On December 18, Deputy Secretary of State John Sullivan visited Skopje, the capital of the Former Yugoslav Republic of Macedonia (FYROM) where he “reaffirmed with President Gjorge Ivanov the United States’ continued support of the landmark Prespa Agreement”, according to a State Department press release.
“The two also agreed on the need to implement key reforms required by NATO and the EU, including crucial judiciary reforms,” the document said.
The Prespa Agreement reached by Greek Prime Minister Alexis Tsipras and FYROM counterpart Zoran Zaev in June aims to solve “issues”, which prevent the FYROM from joining the NATO and the EU.
Under the agreement, the FYROM would add “North” to its current name [Republic of Macedonia] in exchange for Athens’ promise to stop blocking the Balkan state from joining NATO and the EU. Commenting on the situation Sullivan also claimed that it was “no secret” that Russia had tried to undermine the deal.

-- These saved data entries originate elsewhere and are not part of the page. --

Issue #14840, opened 2022-08-05
Bug with mixins when using with custom unique constraint in M:N relation


JaoodxD:
## Issue Creation Checklist

- [x] I understand that my issue will be automatically closed if I don't fill in the requested information
- [x] I have read the [contribution guidelines](https://github.com/sequelize/sequelize/blob/main/CONTRIBUTING.md)

## Bug Description

In short [association mixins](https://sequelize.org/docs/v6/core-concepts/assocs/#special-methodsmixins-added-to-instances) ignores custom rules of uniqueness.  
When we explicitly set [`unique: false`](https://sequelize.org/docs/v6/core-concepts/assocs/#options-2) we expect that every time we use `add` mixin, sequelize will generate new record inside associated table, but it doesn't.

In general the problem is that model mixins incorrectly interacts with unique constraints.

Let's say we have model `A` and `B`.

We need M:N relation between them.
We establish it through junction table `C`.

This relation should contain additional boolean field `flag`.
At our case we need to extend default unique constraint with this `flag` 
i.e. uniqueness should be determined by three fields `(Aid, BId, flag)`.

To do this we have to perform the following 2 steps:
1.  Turn off default constraint by passing `unique : false` inside `belongsToMany` relation definition.
2.  Define our own unique combined key with both `AId`, `BId` and `flag`.

Now we suggest that we can relate `A` with `B` twice (but with different `flag` value).
It works fine if we directly add two records inside `C` :

    const a = await A.create();
    const b = await B.create();
    await C.create({ 'Aid': a.Id, 'Bid': b.Id, 'flag': true });
    await C.create({ 'Aid': a.Id, 'Bid': b.Id, 'flag': false }); // <- flag is different
    console.log(await C.count()); // <- will display us 2 as expected

But if we do the same with the help of mixins `addB` we'll get different output:

    const a = await A.create();
    const b = await B.create();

Deputy Secretary of State John Sullivan met @Dimitrov_Nikola to discuss the excellent cooperation between our countries. D/S Sullivan praised #Macedonia’s progress towards implementing the Prespa Agreement, which paves the way for #Macedonia’s @NATO membership. pic.twitter.com/ZX0GTX3qLL
— US Embassy Macedonia (@usembassymkd) December 18, 2018
On December 21, the Russian Foreign Ministry released an official comment on the accusations. The foreign ministry said that the US had intervened in the domestic politics of the FYROM to enforce the “inadequate” agreement. It said that Washington is trying to justify its “unjustifiable interference” in FYROM’s domestic affairs and legitimize “the inadequate Prespes Agreement” in order to lead another Balkan country to NATO.
The Russian side also recalled that the September 18 FYROM referendum, when voters were asked whether they support EU and NATO membership by accepting the agreement struck between the Republic of Macedonia and Greece in June 2018. The vote in support of the EU and NATO ultimately failed on a constitutional ground because the turnout of eligible voters was not over 50 percent.
Furthermore, the foreign ministry pointed out that a US ambassador was in the building of the FYROM’s Parliament on October 19 when the Parliament voted in favour on constitutional changes to the country’s current name. The statement said that the voting process was accompanied with manipulations, bribery and blackmail.